Hrvoje> right, you have to modify all the C code that relies on
Hrvoje> Lisp_Object integers fitting in an integral type called
Hrvoje> "EMACS_INT" (int or long). And there's a *lot* of such
Hrvoje> code, with possibly long integers propagating all over the
Hrvoje> place.
...I don't see that it has to be done all at once. You can
(partially) implement a bignum type, and implement it where it helps
somebody. Places where it has not yet been implemented will throw a
type error automatically if you try to pass them in; this will
automatically identify the problem. It won't even be ambiguous, like
the Ebola warnings often are, eg in
(mapcar #'(lambda (x) (if (equal x ?A) (smile) (puke))) '(?A 1))

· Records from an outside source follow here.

PR #1175, opened 2021-03-22
Fixes ModelParamTraversal & value-dependent filter

andsteing:
Follow up to #1135

### DIFF
--- a/flax/optim/base.py
+++ b/flax/optim/base.py
@@ -15,7 +15,7 @@
 """Flax Optimizer api."""
 
 import dataclasses
-from typing import Any, Tuple
+from typing import Any, List, Tuple
 import warnings
 
 from .. import jax_utils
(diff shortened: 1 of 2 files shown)


andsteing:
The fix proposed in #1135 does not work with `ModelParamTraversal` that have a `filter_fn` that filters based on the `value` of a leaf. This PR expands the solution to fake the `.dtype` and `.shape` attributes, while maintaining the `key` and `sub_optimizers` indexing for improved error messaging

flax/optim/base.py
```diff
@@ -479,18 +493,18 @@ def __init__(
   def init_state(self, params):
     sub_states = []
     seen = {}
+    dummies = traverse_util.unflatten_dict({
```
jheek, line 496: Is it intentional to still use flatten_dict here? It's nice for the error message but it still breaks non-dict optimizer targets this way.

andsteing: Oh - I was only thinking of `ModelParamTraversal`...

PTAL, should work with arbitrary traversals now (incl. useful error message - assuming containers know how to `__str__`).

andsteing:
Note that`MultiOptimizer` might change some more soon : #1177

jheek (approved):
Looks good!

PR #1194, opened 2021-04-01
Remove explicit omnistaging enabling

jheek:
Jax will soon remove `jax.config.enable_omnistaging()`. We should no longer call this from examples and tests


levskaya (approved):
Ha!  I had totally forgotten that we manually set this, thanks for catching this!

PR #1200, opened 2021-04-05
Checkpoint fix

hmph:
# What does this PR do?

Fix bug in the case where job was preempted after the temporary checkpoint was written, but before it was renamed to the final checkpoint name.

Currently, this will result in an "InvalidCheckpointError" being thrown.

Fixes # (issue)

## Checklist
- [ ] This PR fixes a minor typo or improves the docs (you can dismiss the other
      checks if that's the case).
      link).


jheek (approved):
I'm surprised this didn't pop up before. Thanks for the fix!

flax/training/checkpoints.py
```diff
@@ -111,6 +111,8 @@ def save_checkpoint(ckpt_dir: Union[str, os.PathLike],
     checkpoint_files.append(ckpt_path)
 
   checkpoint_files = natural_sort(checkpoint_files)
+  if checkpoint_files[-1] == ckpt_tmp_path:
```
avital, line 114: Can we add a short comment here explaining what this check does? (Basically the contents of this PR)? So that future collaborators on this code don't have to `git blame` to find this PR?

hmph: I have done this now

avital: Thanks Anurag!

PR #1203, opened 2021-04-06
Fix super calls in compact & setup

### LINKED ISSUE #1192: super().__call__ not generally safe to call in subclass __call__
```
class Foo(nn.Module):
  @nn.compact
  def __call__(self, x):
    return nn.Dense(4)(x)

class Bar(Foo):
  @nn.compact
  def __call__(self, x):
    y = super().__call__(x)
    return nn.Dense(4)(y)

k = random.PRNGKey(0)
x = random.randint(k, (4, 7), 0, 256)

variables = Bar().init(k, x)
y = Bar().apply(variables, x)
```
returns 
```
AssignSubModuleError: Submodule Dense must be defined in `setup()` or in a method wrapped in `@compact` (https://flax.readthedocs.io/en/improve-error/flax.errors.html#flax.errors.AssignSubModuleError)
```

This happens because the parent `super().__call__` is wrapped to mark itself as "compact" upon entry, clearing the "compact" state upon exit, leading to any remaining variable/submodule instantiations in the subclass `__call__` causing an error because the function no longs "looks compact".

I think we could fix this by adding a bit of logic to the `wrap_method_once` function and by passing in the class to `wrap_method_once` during subclass initialization to detect when `self` isn't an instance of the class it's "supposed to be", and having the wrapper acting as a passthrough.

jheek:
Fixes #1192

### DIFF
--- a/flax/linen/module.py
+++ b/flax/linen/module.py
@@ -259,12 +259,16 @@ def wrap_method_once(fun: Callable[..., Any]) -> Callable[..., Any]:
     is_compact_method = hasattr(fun, 'compact')
     is_setup_method = fun.__name__ == 'setup'
     # We lazily call setup() only when needed.
-    if not is_setup_method:
+    if is_setup_method:
+      is_recurrent = self._state.in_setup
+      self._state.in_setup = True
+    else:
       self._try_setup()
 
     if is_compact_method:
       if self.scope is None:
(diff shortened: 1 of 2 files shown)


levskaya (approved):
Oh thanks for getting to this, I was about to look into this - looks great!

PR #1237, opened 2021-04-12
Fix DenseGeneral bug

jheek:
- Correctly expand bias to account
for batch & non-contracting dims.
- Sort axes for consistent output under permutations

### DIFF
--- a/tests/linen/linen_linear_test.py
+++ b/tests/linen/linen_linear_test.py
@@ -279,10 +279,24 @@ class LinearTest(parameterized.TestCase):
         return nn.DenseGeneral(features=6, axis=1, name='dense')(x)
 
     x = jnp.ones((2, 4, 8))
-    params = Foo().init(random.PRNGKey(0), x)['params']
-    self.assertEqual(jax.tree_map(jnp.shape, params), {
+    y, variables = Foo().init_with_output(random.PRNGKey(0), x)
+    self.assertEqual(jax.tree_map(jnp.shape, variables['params']), {
       'dense': {'kernel': (4, 6), 'bias': (6,)}
     })
+    self.assertEqual(y.shape, (2, 8, 6))
+  
+  def test_non_final_axes(self):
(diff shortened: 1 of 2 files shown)


tests/linen/linen_linear_test.py
```diff
@@ -144,7 +144,7 @@ def _counter_init(rng, shape, dtype, state):
     np.testing.assert_allclose(y, target)
 
   @parameterized.parameters([((-2, 3), (), 'bijk,jklm->bilm'),
-                             ((3, -2), (), 'bijk,kjlm->bilm'),
+                             ((3, -2), (), 'bijk,jklm->bilm'),
```
marcvanzee, line 147: So our testcase was actually testing wrong behavior? That's odd 😄

tests/linen/linen_linear_test.py
```diff
@@ -271,6 +271,18 @@ def test_embed(self):
     np.testing.assert_allclose(y, dummy_embedding[None])
     z = embed_module.apply(initial_params, jnp.ones((3,)), method=embed_module.attend)
     np.testing.assert_allclose(z, 3. * jnp.arange(4))
+  
+  def test_non_final_axis(self):
```
marcvanzee, line 275: For completeness we could also add a testcase where `axis` is a tuple, so we make sure it works on multiple axes as well.

marcvanzee (approved):

levskaya (approved):

tests/linen/linen_linear_test.py
jheek: No this was correct. We are free to pick the order of the kernel dimensions. But I made it invariant wrt to the order in which you pass the axes. I think this is more consistent and it makes the implementation easier.

tests/linen/linen_linear_test.py
jheek: done

PR #1243, opened 2021-04-13
Adds FLIPs link to main RST nav.

andsteing:
I also tried creating a manual index `.rst` file and inlining the markdown files in RST, but it did not look great. Simply adding the link makes FLIPs easily discoverable and it's also easy to search & browse FLIPs directly on Github.

### DIFF
--- a/docs/index.rst
+++ b/docs/index.rst
@@ -48,6 +48,7 @@ For a quick introduction and short example snippets, see our `README
    :titlesonly:
 
    design_notes/*
+   FLIPs <https://github.com/google/flax/tree/master/docs/flip>
 
 .. toctree::
    :maxdepth: 1


marcvanzee (commented):
Thanks for adding this. I do wonder whether it is easy for users to access flips now. Maybe it is nicer to have a `flips.rst` doc that points to all individual FLIPs with maybe a one line explanation for each FLIP?

andsteing:
I think we should keep everything as markdown on Github instead of mixing "two views".

But if you think it would be useful to have one-line summaries I could add tose to the beginning of the `README.md` - WDYT?

marcvanzee:
Yes I agree with your point that we should't duplicate information. 

However, I think we can also output .md in RTD directly (which is probably nicer so users just stay on RTD). The problem is just that FLIPs are right now using "#" for all headings, but RTD assumes this is only used for titles.

So one solution would be to add a "#" to all headings in all FLIPs documents and simply add this to `index.rst`:

```
.. toctree::
   :maxdepth: 1
   :caption: FLIPS
   :glob:
   :titlesonly:

   flip/README
   flip/*
```

And then if you then add `flip/0000-template.md` to `exclude_patterns` in `docs/conf.py`, it should show you a table of content in the side bar with README first, and then all flips in the `flip/` directory. WDYT?

andsteing:
While I do think that FLIPs are important, they're more about technical details, and in the future we might have more FLIPs that are less relevant to the user than the Optimizer FLIP.

So I'm not sure we want to automatically list all of them in the LHS navigation (we already fill a complete screen in landscape orientation, and all of the current items are more important than the average FLIP).

As for showing the FLIPs inside RST that's what I originally wanted to do but I found that the rendering is rather horrible:

flax_rst_flip_md

I think the main purpose is the FLIP process and in Github MD the documents look nice (i.e. as opposed to move to RST to make the FLIPs show nicely in RTD).

marcvanzee:
Ok -- I agree with your point about FLIPs being mostly internal and not part of the documentation. So let's keep it as it is.

I do think it should be possible to format the md files nicer than shown in your screenshot, but let's not spend too much time on it then.

marcvanzee (approved):

Issue #1053, opened 2021-02-28
Replace flax.optim with Optax in examples


andsteing:
See https://github.com/google/flax/blob/master/docs/flip/1009-optimizer-api.md#update-plan

The following examples need to be updated

- [x] imagenet #1251 
- [x] mnist #1302 
- [x] nlp_seq #1916
- [x] pixelcnn #1413
- [x] ppo #1404
- [x] seq2seq #1396
- [x] vae #1361 
- [x] wmt #1476
- [x] lm1b #1479

andsteing:
Run finished:
https://tensorboard.dev/experiment/w4PcKXloQMG7gXJhjskVjw/

- final test accuracy 0.7640
- total run time 5h4m

Compared to previous run using `flax.optim.Adam` (from `examples/imagenet/README.md`):
https://tensorboard.dev/experiment/iJzNKovmS0q6k5t6k5wvOw/#scalars&_smoothingWeight=0&regexInput=v100_x8_mixed_precision

- final test accuracy 0.7647
- total run time 4h51m

Note that the final test accuracy of the imagenet example fluctuates between 0.7625 and 0.7650, so the result is compatible.

avital:
Nice! Where is the branch of the code that you ran that used Optax?

andsteing:
Another finished run with the Optax code:
https://tensorboard.dev/experiment/xOpycRYnT7m3inYbEuNMxw/

- final test accuracy 0.766
- total run time 5h1m

marcvanzee:
Updated the checklist since PixelCNN++ doesn't exist anymore.

PR #1251, opened 2021-04-15
Updates examples/imagenet to use Optax.

andsteing:
#1053

### DIFF
--- a/examples/imagenet/train.py
+++ b/examples/imagenet/train.py
@@ -35,6 +35,7 @@ import models
 from flax.metrics import tensorboard
 from flax.training import checkpoints
 from flax.training import common_utils
+from flax.training import train_state
 
 import jax
 from jax import lax
@@ -68,8 +69,7 @@ def initialized(key, image_size, model):
   def init(*args):
     return model.init(*args)
   variables = init({'params': key}, jnp.ones(input_shape, model.dtype))
-  model_state, params = variables.pop('params')
-  return params, model_state
+  return variables['params'], variables['batch_stats']
 
 
 def cross_entropy_loss(logits, labels):
@@ -141,12 +141,10 @@ def train_step(state, batch, learning_rate_fn):
     # Re-use same axis_name as in the call to `pmap(...train_step...)` below.
     grads = lax.pmean(grads, axis_name='batch')
   new_model_state, logits = aux[1]
-  new_state = state.update(
-      grads=grads, batch_stats=new_model_state['batch_stats'])
   metrics = compute_metrics(logits, batch['label'])
   metrics['learning_rate'] = lr
 
-  new_state = state.update(
+  new_state = state.apply_gradients(
       grads=grads, batch_stats=new_model_state['batch_stats'])
   if dynamic_scale:
     # if is_fin == False the gradients contain Inf/NaNs and optimizer state and
@@ -196,7 +194,7 @@ def create_input_iter(dataset_builder, batch_size, image_size, dtype, train,
   return it
 
 
-class TrainState(checkpoints.TrainState):
+class TrainState(train_state.TrainState):
   batch_stats: Any
   dynamic_scale: flax.optim.DynamicScale
 
@@ -220,6 +218,8 @@ cross_replica_mean = jax.pmap(lambda x: lax.pmean(x, 'x'), 'x')
 
 def sync_batch_stats(state):
   """Sync the batch statistics across replicas."""
+  # Each device has its own version of the running average batch statistics and
+  # we sync them before evaluation.
   return state.replace(batch_stats=cross_replica_mean(state.batch_stats))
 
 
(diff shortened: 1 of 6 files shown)


andsteing:
Results from testrun:

- `v100_x8_mixed_precision` 76.27% 4h16m (compared to run from README with 76.47% 7h39m)
- `v100_x8` 76.72% 13h9m (compared to run from README with 76.72% 13h32m)

flax/training/checkpoints.py
```diff
@@ -313,3 +315,62 @@ def __call__(self, x):
     params_renamed[name] = convert_pre_linen(value)
 
   return core.freeze(params_renamed)
+
+
+class TrainState(struct.PyTreeNode):
```
avital, line 320: I propose putting this in a new file as it can be used independently of checkpointing.

flax/training/checkpoints.py
```diff
@@ -313,3 +315,62 @@ def __call__(self, x):
...
+    opt_state: The state for `tx`.
+  """
+  step: int
+  apply_fn: Callable = struct.field(pytree_node=False)
+  params: core.FrozenDict[str, Any]
+  tx: optax.GradientTransformation = struct.field(pytree_node=False)
+  opt_state: optax.OptState
+
+  def update(self, *, grads, **kwargs):
+    """Updates `step`, `params`, `opt_state` and `**kwargs` in return value."""
```
avital, line 354: Can we clarify in the docstring that actually takes a gradient step, and in addition updates other kwards? The current docstring doesn't really say much. And/or maybe even the name? Like apply_gradients?

flax/training/checkpoints.py
```diff
@@ -313,3 +315,62 @@ def __call__(self, x):
...
+    return self.replace(
+        step=self.step + 1,
+        params=new_params,
+        opt_state=new_opt_state,
+        **kwargs,
+    )
+
+  @classmethod
+  def create(cls, *, apply_fn, params, tx, **kwargs):
+    """Creates a new instance with `step=1` and initialized `opt_state`."""
```
avital, line 367:
```suggestion
    """Creates a new instance with `step=0` and initialized `opt_state`."""
```
```suggestion
    """Creates a new instance with `step=1` and initialized `opt_state`."""
```

examples/imagenet/train.py
```diff
@@ -236,10 +234,15 @@ def create_train_state(rng, config: ml_collections.ConfigDict,
     dynamic_scale = None
 
   params, model_state = initialized(rng, image_size, model)
-  optimizer = optim.Momentum(
-      beta=config.momentum, nesterov=True).create(params)
-  state = TrainState(
-      step=0, optimizer=optimizer, model_state=model_state,
+  tx = optax.chain(
```
avital, line 237: Can we use optax's `alias.sgd` instead?

https://github.com/deepmind/optax/blob/master/optax/_src/equivalence_test.py#L103

examples/imagenet/train.py
```diff
@@ -188,14 +196,9 @@ def create_input_iter(dataset_builder, batch_size, image_size, dtype, train,
...
 
-# flax.struct.dataclass enables instances of this class to be passed into jax
-# transformations like tree_map and pmap.
-@flax.struct.dataclass
-class TrainState:
-  step: int
-  optimizer: optim.Optimizer
-  model_state: Any
-  dynamic_scale: optim.DynamicScale
+class TrainState(checkpoints.TrainState):
```
avital, line 199: This worked out quite nicely!

examples/imagenet/train.py
```diff
@@ -217,16 +220,11 @@ def save_checkpoint(state, workdir):
 
 def sync_batch_stats(state):
   """Sync the batch statistics across replicas."""
-
-  # Each device has its own version of the running average batch statistics and
```
avital, line 221: Do we no longer need this code?

avital (approved):
Looks really good! And I think we now no longer use `variables.pop` in the imagenet example? Which would help as we'll probably make apply and init no longer return FrozenDicts: #1223 

I added some comments.

examples/imagenet/train.py
jheek: the new code looks good. I would not delete the comment because users often don't understand why this sync happens

flax/training/checkpoints.py
andsteing: Moved to `flax.training.training_state`. Don't hesitate to inspire better naming if you can...

flax/training/checkpoints.py
andsteing: Renamed & expanded documentation to make this clearer.

Note that we used to write `.apply_gradient()` (note the missing `s`) with `flax.optim.Opimizer` - but I think `.apply_gradients()` is better because we usually say `params` and `grads` when talking about entire pytrees of parameters/gradients. Also, we we're not trying to be compatible with `flax.optim.Optimizer` so I think it's fine to add the `s` here...

flax/training/checkpoints.py
andsteing: Updated.

examples/imagenet/train.py
andsteing: Ah cool, didn't see the recent update to directly use schedules in the aliases yet.

andsteing: This is quite a bit cuter, but less instructional. I can see advantages with both approaches.

flax/training/train_state.py
```diff
@@ -0,0 +1,78 @@
...
+  opt_state: optax.OptState
+
+  def apply_gradients(self, *, grads, **kwargs):
+    """Updates `step`, `params`, `opt_state` and `**kwargs` in return value.
+    
+    Note that internally this function calls `.tx.update()` followed by a call
+    to `optax.apply_updates()` to update `params` and `opt_state`.
+
+    Args:
+      grads: Gradients that match `.params`.
```
avital, line 49:
```suggestion
      grads: Gradients that have the same pytree structure as `.params`.
```

flax/training/checkpoints.py
avital: Agreed.

avital (approved):

PR #1254, opened 2021-04-16
Don't update batch statistics during initialization.

### LINKED ISSUE #1250: Re-used BatchNorm layer with named axis can't be initialised in train mode

When trying to initialise a model with a re-used `BatchNorm` layer a failure occurs when `use_running_average=False` and I've set a named axis (e.g. `axis_name="batch"`). Here is a minimal example which will fail:

```
class TestNet(nn.Module):
    @nn.compact
    def __call__(self, x, train: bool = True):
        norm = nn.BatchNorm(
            name="norm",
            use_running_average=not train,
            momentum=0.9,
            epsilon=1e-5,
            axis_name="batch"
        )

        for _ in range(2):
            x = norm(x) 

        return x

key = random.PRNGKey(0)
model = TestNet()
variables = model.init(key, jnp.ones((10,)))
```

I'd expect the initialization to be successful since this works if any of these three conditions are not met:
1. `use_running_average=False`,
2. there is a named axis, and
3. the `BatchNorm` layer is not reused. 

Instead, I get the following error...

```
NameError: unbound axis name: batch. The following axis names (e.g. defined by pmap) are available to collective operations: []
```

### Steps to reproduce:
Here is a Colab to reproduce the failure as well as successful cases when any of the conditions above are not met: https://colab.research.google.com/drive/1N7Wk6eUdW4UO6Ckj_tUscDhOlO0DtY0P?usp=sharing&forceEdit=true&sandboxMode=true

Please let me know if I can clarify anything!

jheek:
- This PR switches to checking if params is mutable to determine whether the running average of batch stats should be updated.
- Previously init behavior failed / was inconsistent when a batchnorm layer was used multiple times. 

Fixes #1250

### DIFF
--- a/tests/linen/linen_test.py
+++ b/tests/linen/linen_test.py
@@ -156,11 +156,13 @@ class NormalizationTest(absltest.TestCase):
             axis_name="batch",
         )
         x = norm(x)
-        return norm(x)
+        return x, norm(x)
 
     key = random.PRNGKey(0)
     model = Foo()
-    variables = model.init(key, jnp.ones((10,)))
+    x = random.normal(random.PRNGKey(1), (2, 4))
+    (y1, y2), variables = model.init_with_output(key, x)
+    np.testing.assert_allclose(y1, y2, rtol=1e-4)
 
 class StochasticTest(absltest.TestCase):
 
--- a/tests/linen/linen_test.py
+++ b/tests/linen/linen_test.py
@@ -146,6 +146,21 @@ class NormalizationTest(absltest.TestCase):
     with self.assertRaises(ValueError):
       model_cls.init_with_output(key2, x)
 
+  def test_batch_norm_multi_init(self):
+    class Foo(nn.Module):
+      @nn.compact
+      def __call__(self, x):
+        norm = nn.BatchNorm(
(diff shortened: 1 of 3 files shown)


tests/linen/linen_test.py
```diff
@@ -146,6 +146,21 @@ def test_group_norm_raises(self):
...
+            name="norm",
+            use_running_average=False,
+            axis_name="batch",
+        )
+        x = norm(x)
+        return norm(x)
+
+    key = random.PRNGKey(0)
+    model = Foo()
+    variables = model.init(key, jnp.ones((10,)))
```
avital, line 163: This test only checks that no error is thrown. Can we also test that the return values are correct? It sounds like a simple reasonable check is that the two calls to norm() return the same thing (I think?) so you could return them both from Foo.__call__ (`return norm(x), norm(x)`) and then just assert that you get same arrays out

avital (changes requested):

tests/linen/linen_test.py
jheek: Done

avital (approved):

PR #1256, opened 2021-04-19
Expose deny list in flax.core and flax.linen

jheek:


levskaya (approved):
lgtm - just a drive-by comment - wouldn't calling it something like "nn.Complement" or "nn.Not" be a little more self-explanatory if we're making this public?

jheek:
>> wouldn't calling it something like "nn.Complement" or "nn.Not" be a little more self-explanatory if we're making this public?

Yeah I guess DenyList is still a bit of a new term let's see if it sticks. We could always make an alias if it turns out problematic.

Issue #1261, opened 2021-04-21
Saving/Loading parameters changes weight format and can lead to silent errors


patrickvonplaten:
Provide as much information as possible. At least, this should include a description of your issue and steps to reproduce the problem. If possible also provide a summary of what steps or workarounds you have already tried.

### Problem you have encountered:

If one saves & reloads a `state` as follows:

```python
  model_file = os.path.join(temp_dir, "flax_model")
  with open(model_file, "wb") as f:
      model_bytes = to_bytes(state)
      f.write(model_bytes)

  with open(model_file, "rb") as state_f:
      state = from_bytes(AwesomeModel, state_f.read())
```

The `state` previously contained weights of type `jaxlib.xla_extension.DeviceArray`, but is then changed to simply numpy arrays: `np.ndarray`. 

This can lead to silent bugs when, *e.g.*, an embedding layer `flax.linen.Embed` is used since it behaves differently depending on the format of its weights.

### What you expected to happen:

I would expect saved weights to be loaded in the exact same format. Or maybe am I using the wrong save/load functions?

### Steps to reproduce:
If you run the following code, you can see how saving/loading can lead to unexpected errors:

```python
#!/usr/bin/env python3
import flax.linen as nn
from flax.serialization import to_bytes, from_bytes
import numpy as np
import jax.numpy as jnp
from jax.random import PRNGKey
import tempfile
import os


class AwesomeModel(nn.Module):
    dtype: jnp.dtype = jnp.float32
    num_embeddings = 20
    embedding_size = 16

    def setup(self):
        self.word_emb = nn.Embed(self.num_embeddings, self.embedding_size, dtype=self.dtype)

    def __call__(self, input_ids):
        return self.word_emb(input_ids)


input_ids = jnp.broadcast_to(np.arange(10)[None, :], (4, 10))  # => shape [4, 10]

model = AwesomeModel()
state = model.init(PRNGKey(0), input_ids)

# No problem here!
embeddings = model.apply(state, input_ids)

# Now let's save & reload the weights
with tempfile.TemporaryDirectory() as temp_dir:
    model_file = os.path.join(temp_dir, "flax_model")
    with open(model_file, "wb") as f:
        model_bytes = to_bytes(state)
        f.write(model_bytes)

    with open(model_file, "rb") as state_f:
        state = from_bytes(AwesomeModel, state_f.read())

# ...and rerun the forward pass
embeddings = model.apply(state, input_ids) # Error - this is a bit unexpected
```

[...]

PR #1262, opened 2021-04-22
Fix behavior of Embed when embedding is a numpy array

### LINKED ISSUE #1157: np.array parameters may lead to a silent failure
Passing np.array parameters (instead of jnp.array) to a linen module may lead to a silent failure, see the following example:

```
import flax.linen as nn

import jax
import jax.numpy as jnp

import numpy as np

t = jnp.zeros([2, 196], jnp.int32)
print(f'Input shape: {t.shape}')

m = nn.Embed(32, 10)
rng = jax.random.PRNGKey(0)
vars = m.init(rng, t)
o1 = m.apply(vars, t)
print(f'Expected output shape: {o1.shape}')

o2 = m.apply(jax.tree_map(np.array, vars), t)
print(f'Numpy output shape: {o2.shape}')
```

Output:

```
Input shape: (2, 196)
Expected output shape: (2, 196, 10)
"Numpy params" output shape: (196,)  <-- Different output shape
```

jheek:
Use take in Embed because fancy indexing numpy arrays with JAX indices does not work correctly.

Fixes #1157, #1261

### DIFF
--- a/flax/linen/linear.py
+++ b/flax/linen/linear.py
@@ -407,7 +407,8 @@ class Embed(Module):
     """
     if not jnp.issubdtype(inputs.dtype, jnp.integer):
       raise ValueError('Input type must be an integer or unsigned integer.')
-    return self.embedding[inputs]
+    # Use take because fancy indexing numpy arrays with JAX indices does not work correctly.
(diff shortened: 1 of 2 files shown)


marcvanzee (approved):
Nice, thanks!

PR #5064, opened 2025-10-31
Update mnist example to use NNX

### LINKED ISSUE #5054: Tensorflow test dependency needs upgrade to support orbax
Say you're on an M3 mac with python 3.11 trying export a simple model like this:

```
import tensorflow as tf
import jax
import jax.numpy as jnp
from orbax.export import JaxModule, ExportManager, ServingConfig

yy = jax.random.normal(jax.random.key(9), 256)

def my_pred(yy, x):
    return jnp.dot(xx, yy)

xx = jnp.ones(256)

jax_module = JaxModule(yy, my_pred)

def to_tfspec(a):
    return tf.TensorSpec(shape=a.shape, dtype=a.dtype)

sig = jax.tree.map(lambda a: to_tfspec(jax.typeof(a)), [xx])

export_mgr = ExportManager(jax_module, [
    ServingConfig('serving_default', input_signature=sig)
])

output_dir='/tmp/blahblah'
export_mgr.save(output_dir)
```

We get the following error: "XlaCallModule from your TensorFlow installation supports up to serialization version 9 but the serialized module needs version 10. You should upgrade TensorFlow, e.g., to tf_nightly."

I guess this means we need to depend on `tf_nightly` if we want docs to demonstrate orbax functionality. 

Upon installing `tf_nightly`, however, we get another issue:

"Detected mismatched Protobuf Gencode/Runtime major versions when loading tensorflow/core/framework/attr_value.proto: gencode 6.31.1 runtime 5.29.5. "

I tried upgrading protobuf, but the issue doesn't go away. How do I get the protobuf runtime to use version 6.31.1 too?

samanklesaria:
Update mnist example to use NNX. Closes #5054.  Same as #5002, only not coming from copybara (so potentially easier to merge with changers).

### DIFF
--- a/docs_nnx/mnist_tutorial.ipynb
+++ b/docs_nnx/mnist_tutorial.ipynb
@@ -28,7 +28,8 @@
    "metadata": {},
    "outputs": [],
    "source": [
-    "# !pip install flax"
+    "# !pip install -U \"jax[cuda12]\"\n",
+    "# !pip install -U flax"
    ]
   },
   {
--- a/docs_nnx/mnist_tutorial.md
+++ b/docs_nnx/mnist_tutorial.md
@@ -25,7 +25,8 @@ Let’s get started!
 If `flax` is not installed in your Python environment, use `pip` to install the package from PyPI (below, just uncomment the code in the cell if you are working from Google Colab/Jupyter Notebook):
 
 ```{code-cell} ipython3
-# !pip install flax
+# !pip install -U "jax[cuda12]"
+# !pip install -U flax
 ```
 
 ## 2. Load the MNIST dataset


docs_nnx/mnist_tutorial.ipynb
```diff
@@ -14,14 +14,8 @@
     "\n",
```
chapman20j, line 14: This doesn't run on Google colab. Can you please update the flax import and any other necessary imports?

samanklesaria: I didn't change any of the pip install or import statements. What's going wrong on Colab for you? It seems to work for me.

chapman20j: I think updating the line
```python
# !pip install flax
```
to
```python
# !pip install -U "jax[cuda12]"
# !pip install -U flax
```
addresses this. Giving the cuda installation could help with running the example quickly in a colab. When I run without the `-U` flag I get errors since the flax installation is `0.10.7` which is behind the current flax version.

samanklesaria:
Closing in favor of #5188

People who don't need BigBuffers[tm] or plan to die before 2004 can
leave the relevant bignum-check-and-convert code out with a compiler
switch.
Yes, this is going to be a big project, like de-ebolification. But it
can be done more gradually, albeit with attendant risks of bignums
escaping from converted code to unconverted code somehow. So we add
Ebola-like checks and regression tests.
Hrvoje> Also, with bignums avaialble, you would probably want to
Hrvoje> provide compiler declarations so that reasonably efficient
Hrvoje> code can be written, i.e. (declare (fixnum x)).
Sure. But again, that's a project that can be put off until it
matters to somebody. (Maybe; I realize that it's possible that checks
for bignums will slow everything down and everybody will care. But
then the --with-bignums=no option wins.)
--
University of Tsukuba Tennodai 1-1-1 Tsukuba 305-8573 JAPAN
Institute of Policy and Planning Sciences Tel/fax: +81 (298) 53-5091
__________________________________________________________________________
__________________________________________________________________________
What are those two straight lines for? "Free software rules."